▶ _PROBLEM REQUIREMENTS_: Your whole answer should be the number of lines in the material below that include the word "runner".

━━━━━━

PR #758, opened 2022-09-05
Add cairo-migrator command

Arcticae:


website/docs/cli-reference.md
```diff
@@ -31,6 +31,10 @@ Additional directories to look for sources.
...
...ples/basic_with_constructor.cairo'), PosixPath('/Users/timelock/swm/starkware/protostar/protostar/commands/test/examples/fuzzing/test_fuzz.cairo'), PosixPath('/Users/timelock/swm/starkware/protostar/protostar/commands/test/examples/broken/test_basic_broken.cairo'), PosixPath('/Users/timelock/swm/starkware/protostar/protostar/commands/test/examples/broken/basic_broken.cairo'), PosixPath('/Users/timelock/swm/starkware/protostar/protostar/commands/test/examples/empty/test_no_test_functions.cairo'), PosixPath('/Users/timelock/swm/starkware/protostar/protostar/commands/test/examples/basic/test_basic.cairo'), PosixPath('/Users/timelock/swm/starkware/protostar/protostar/commands/test/examples/invalid/test_invalid_syntax.cairo'), PosixPath('/Users/timelock/swm/starkware/protostar/protostar/commands/test/examples/failure/test_basic_failure.cairo'), PosixPath('/Users/timelock/swm/starkware/protostar/cairo/protostar/_utils.cairo'), PosixPath('/Users/timelock/swm/starkware/protostar/cairo/protostar/asserts.cairo'), PosixPath('/Users/timelock/swm/starkware/protostar/templates/default/tests/test_main.cairo'), PosixPath('/Users/timelock/swm/starkware/protostar/templates/default/src/main.cairo')]`
```
mkaput, line 36: 😆

protostar/cli/misc.py
```diff
@@ -0,0 +1,19 @@
+from pathlib import Path
+from typing import List
+
+
+def resolve_cairo_targets(targets: List[str]) -> List[Path]:
```
mkaput, line 5: could we reuse globbing logic used by the test runner here?

protostar/cli/misc.py
```diff
@@ -0,0 +1,19 @@
+from pathlib import Path
```
mkaput, line 1: Personally I don't like this module name and in general I am big opponent of making _utility_ modules.

As last resort, this module could be named the same as the main function it exports, like you would do with React components.

website/docs/cli-reference.md
Arcticae: oh f.. me

protostar/cli/misc.py
Arcticae: i reused the logic from the format command

protostar/cli/misc.py
Arcticae: yeah i thought somebody might provide a better solution than this, so i left it up to reviewers :D

protostar/cli/misc.py
mkaput: OK, that's a great starting point 😄 

do as you wish, you can resolve this comment

mkaput (approved):

protostar/cairo_migrator.py
```diff
@@ -0,0 +1,45 @@
...
+            if self._single_return_functions
+            else None,
+        )
+        new_content = ast.format()
+        return new_content
+
+    def save(self):
+        for filepath, new_content in self._formatted_files:
+            with open(filepath, "w", encoding="utf-8") as file:
+                self._logger.info(f"Writing {filepath}")
```
kasperski95, line 35: Consider using logger only in the `Command` classes. Check `protostar.formatter`.

protostar/cairo_migrator.py
```diff
@@ -0,0 +1,45 @@
...
+from typing import List
+
+from starkware.cairo.lang.compiler.ast.formatting_utils import FormattingError
+from starkware.cairo.lang.migrators.migrator import parse_and_migrate, MIGRATE_FUNCTIONS
+
+from protostar.protostar_exception import ProtostarException
+
+
+class CairoMigrator:
+    def __init__(self, logger: Logger, single_return_functions: bool = True):
```
kasperski95, line 12: Defaults for booleans are `False` in the entire project.

protostar/commands/format/format_command.py
```diff
@@ -88,15 +89,15 @@ async def run(self, args):
...
+        self, targets: List[str], check=False, verbose=False, ignore_broken=False
     ) -> FormattingSummary:
 
         callback: Callable[[FormattingResult], None] = lambda result: print(
             format_formatting_result(result, check)
         )
 
         summary = self._formatter.format(
-            targets=targets,
+            cairo_targets=resolve_cairo_targets(targets),
```
kasperski95, line 100:
```suggestion
            filepaths=resolve_cairo_targets(targets),
```

kasperski95: What's the difference between `target` and `cairo_target`?

protostar/cli/resolve_cairo_targets.py
```diff
@@ -0,0 +1,19 @@
+from pathlib import Path
+from typing import List
+
+
+def resolve_cairo_targets(targets: List[str]) -> List[Path]:
```
kasperski95, line 5:
```suggestion
def map_targets_to_filepaths(targets: List[str]) -> List[Path]:
```

protostar/commands/format/format_command.py
```diff
@@ -36,7 +37,7 @@ def arguments(self) -> List[Command.Argument]:
             Command.Argument(
                 name="target",
                 description=("Target to format, can be a file or a directory."),
-                type="path",
+                type="str",
```
kasperski95, line 40: Maybe new type is needed — `glob`.

protostar/cairo_migrator.py
kasperski95: `single_return_functions` is never used and could be removed from `CairoMigrator`.

protostar/commands/format/format_command.py
Arcticae: meh

Arcticae: maybe when we're going to use it more, now it's overkill

protostar/commands/format/format_command.py
Arcticae: renamed

protostar/cli/resolve_cairo_targets.py
Arcticae: renamed

protostar/cairo_migrator.py
Arcticae: deleted

protostar/cairo_migrator.py
Arcticae: done

protostar/commands/format/format_command.py
kasperski95: You could move `map_targets_to_filepaths` logic there.

Arcticae: yeah i know but it's too much effort (introducing the new type, testing, refactoring) for the payoff right now. i don't think there's going to be much maintenance with what we have now, and we're probably never going to use that type anywhere

kasperski95: A user doesn't know why target uses `str` type instead of `Path` type. It would make the help description and the CLI docs more explicit.

@mkaput wdyt?

kasperski95 (approved):

PR #763, opened 2022-09-06
Hack: Move cheatable state to CachedState

### LINKED ISSUE #700: Port Protostar state cheats to Cairo 0.10 new classes
We don't have to maintain 2 forkable states. Protostar state should be possibly independent of cairo-lang.

### LINKED ISSUE #722: Fix field `loop` removed from BusinessLogicSysCallHandler

mkaput:
fix #700
fix #722

### DIFF
--- a/protostar/starknet/cheatable_cached_state.py
+++ b/protostar/starknet/cheatable_cached_state.py
@@ -1,0 +1,124 @@
+from typing import Dict, List
+
+from starkware.starknet.business_logic.state.state import CachedState
+from starkware.starknet.public.abi import AbiType
+from typing_extensions import Self
+
+from protostar.commands.test.test_environment_exceptions import SimpleReportedException
+from protostar.starknet.types import AddressType, SelectorType, ClassHashType
+
+
+# pylint: disable=too-many-instance-attributes
+class CheatableCachedState(CachedState):
+    def __init__(self, *args, **kwargs):
+        super().__init__(*args, **kwargs)
+        self.pranked_contracts_map: Dict[int, int] = {}
+        self.mocked_calls_map: Dict[AddressType, Dict[SelectorType, List[int]]] = {}
+        self.event_selector_to_name_map: Dict[int, str] = {}
+
+        self.event_name_to_contract_abi_map: Dict[str, AbiType] = {}
+        self.class_hash_to_contract_abi_map: Dict[ClassHashType, AbiType] = {}
+        self.contract_address_to_class_hash_map: Dict[AddressType, ClassHashType] = {}
+
+        self.contract_address_to_block_timestamp: Dict[AddressType, int] = {}
+        self.contract_address_to_block_number: Dict[AddressType, int] = {}
+
+    def _copy(self):
+        copied = self.__class__(block_info=self.block_info, state_reader=self)
+
+        copied.pranked_contracts_map = self.pranked_contracts_map.copy()
+        copied.mocked_calls_map = self.mocked_calls_map.copy()
+        copied.event_selector_to_name_map = self.event_selector_to_name_map.copy()
+
+        copied.event_name_to_contract_abi_map = (
+            self.event_name_to_contract_abi_map.copy()
+        )
+        copied.class_hash_to_contract_abi_map = (
+            self.class_hash_to_contract_abi_map.copy()
+        )
+        copied.contract_address_to_class_hash_map = (
+            self.contract_address_to_class_hash_map.copy()
+        )
+
+        copied.contract_address_to_block_timestamp = (
+            self.contract_address_to_block_timestamp.copy()
+        )
+        copied.contract_address_to_block_number = (
+            self.contract_address_to_block_number.copy()
+        )
+        return copied
+
+    def _apply(self, parent: Self):
+        assert isinstance(parent, self.__class__)
+        super()._apply(parent)
+
+        parent.pranked_contracts_map = {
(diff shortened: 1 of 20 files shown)


protostar/starknet/cheatable_execute_entry_point.py
```diff
@@ -127,30 +111,40 @@ def _run(  # type: ignore
...
+                segments=runner.segments, data=self.calldata
+            ),
         ]
 
         try:
             runner.run_from_entrypoint(
                 entry_point.offset,
                 *entry_points_args,
-                hint_locals=hint_locals,
+                # --- MODIFICATIONS START --- # TODO
```
kasperski95, line 132:
```suggestion
                # --- MODIFICATIONS START ---
```

protostar/starknet/cheatable_syscall_handler.py
```diff
@@ -202,36 +179,28 @@ def _deploy(
             constructor_calldata=constructor_calldata,
             deployer_address=deployer_address,
         )
-        # BEGIN: PROTOSTAR_MODIFICATION — update mappings
+
+        # --- MODIFICATIONS START --- # TODO
```
kasperski95, line 183: What's the ponit of `TODO` without a description of what needs to be done?

protostar/starknet/cheatable_syscall_handler.py
```diff
@@ -202,36 +179,28 @@ def _deploy(
...
-        self.deployed_contracts.append(contract_address)
-
         return contract_address
 
 
 class CheatableHintsWhitelist(HintsWhitelist):
-    def verify_hint_secure(self, hint, reference_manager):  # type: ignore
-        return True
+    def verify_hint_secure(self, hint, reference_manager):
+        pass
```
kasperski95, line 206: Did compiler stop complaining about Protostar's cheatcodes?

protostar/starknet/cheatable_syscall_handler.py
```diff
@@ -29,44 +24,48 @@ def __init__(self, message: str):
...
+    #
+    # def _get_block_timestamp(self):
+    #     if (
+    #         self.contract_address
+    #         in self.cheatable_state.contract_address_to_block_timestamp
+    #     ):
+    #         return self.cheatable_state.contract_address_to_block_timestamp[
+    #             self.contract_address
+    #         ]
+    #     return super()._get_block_timestamp()
```
kasperski95, line 54: Old code could be removed. We can always bring it back with the git.

protostar/starknet/forkable_starknet.py
```diff
@@ -62,13 +60,13 @@ async def deploy(
             disable_hint_validation=disable_hint_validation,
         )
 
-        self.cheatable_state.cheatable_carried_state.update_event_selector_to_name_map(
+        self.cheatable_state.cheatable_state.update_event_selector_to_name_map(
```
kasperski95, line 63:
```suggestion
        self.cheatable_starknet_state.cheatable_state.update_event_selector_to_name_map(
```

Using the same name for 2 concepts is a bit confusing.

kasperski95 (approved):

protostar/starknet/cheatable_cached_state.py
```diff
@@ -0,0 +1,124 @@
...
+from starkware.starknet.business_logic.state.state import CachedState
+from starkware.starknet.public.abi import AbiType
+from typing_extensions import Self
+
+from protostar.commands.test.test_environment_exceptions import SimpleReportedException
+from protostar.starknet.types import AddressType, SelectorType, ClassHashType
+
+
+# pylint: disable=too-many-instance-attributes
+class CheatableCachedState(CachedState):
```
kasperski95, line 12: Was moving `CheatableState` to the `TestExecutionState` problematic, or did you decide not to mix refactoring and adding support for Cairo 0.10?

protostar/starknet/cheatable_syscall_handler.py
mkaput: That's the pattern that was used everywhere else in codebase, I have simply unified things here.

protostar/starknet/cheatable_syscall_handler.py
mkaput: Nope, that is caused by the fact that cheatcodes are not injected into VM locals and this is separate issue.

protostar/starknet/cheatable_cached_state.py
mkaput: Both 😅

protostar/starknet/cheatable_syscall_handler.py
mkaput: Replaced this with [`#region syntax`](https://stackoverflow.com/a/20225477)

protostar/starknet/forkable_starknet.py
mkaput: The tricky part is that without `cheatable` this would be `self.state.state` still.

protostar/starknet/cheatable_syscall_handler.py
mkaput: But after 4d1eb4f1fb5036de4bdacb3e5936d0ad59874b2f this is fixed. Done.

protostar/starknet/forkable_starknet.py
kasperski95: `Cheatable` prefix can be preserved.

PR #764, opened 2022-09-06
Use execute instead of invoke for calling Cairo functions

mkaput:


kasperski95 (approved):

protostar/starknet/execution_environment.py
```diff
@@ -21,15 +21,15 @@ def __init__(self, state: ExecutionState):
...
         ...
 
-    async def perform_invoke(
+    async def perform_execute(
         self, function_name: str, *args, **kwargs
     ) -> StarknetCallInfo:
         try:
             func = getattr(self.state.contract, function_name)
-            return await func(*args, **kwargs).invoke()
+            return await func(*args, **kwargs).execute()
```
kasperski95, line 32: Is `execute` a new name for a method of StarkNet functions or did you rename this method accidentally?

mkaput: Its the new name:

https://github.com/starkware-libs/cairo-lang/blob/master/src/starkware/starknet/testing/contract.py#L281-L293

Arcticae (approved):

PR #776, opened 2022-09-08
Introduce Cheaters abstraction and use it to fix warp and roll cheatcodes

### LINKED ISSUE #767: Fix warp and roll cheatcodes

━━━━━━

▶ _FINAL ANSWER_: 3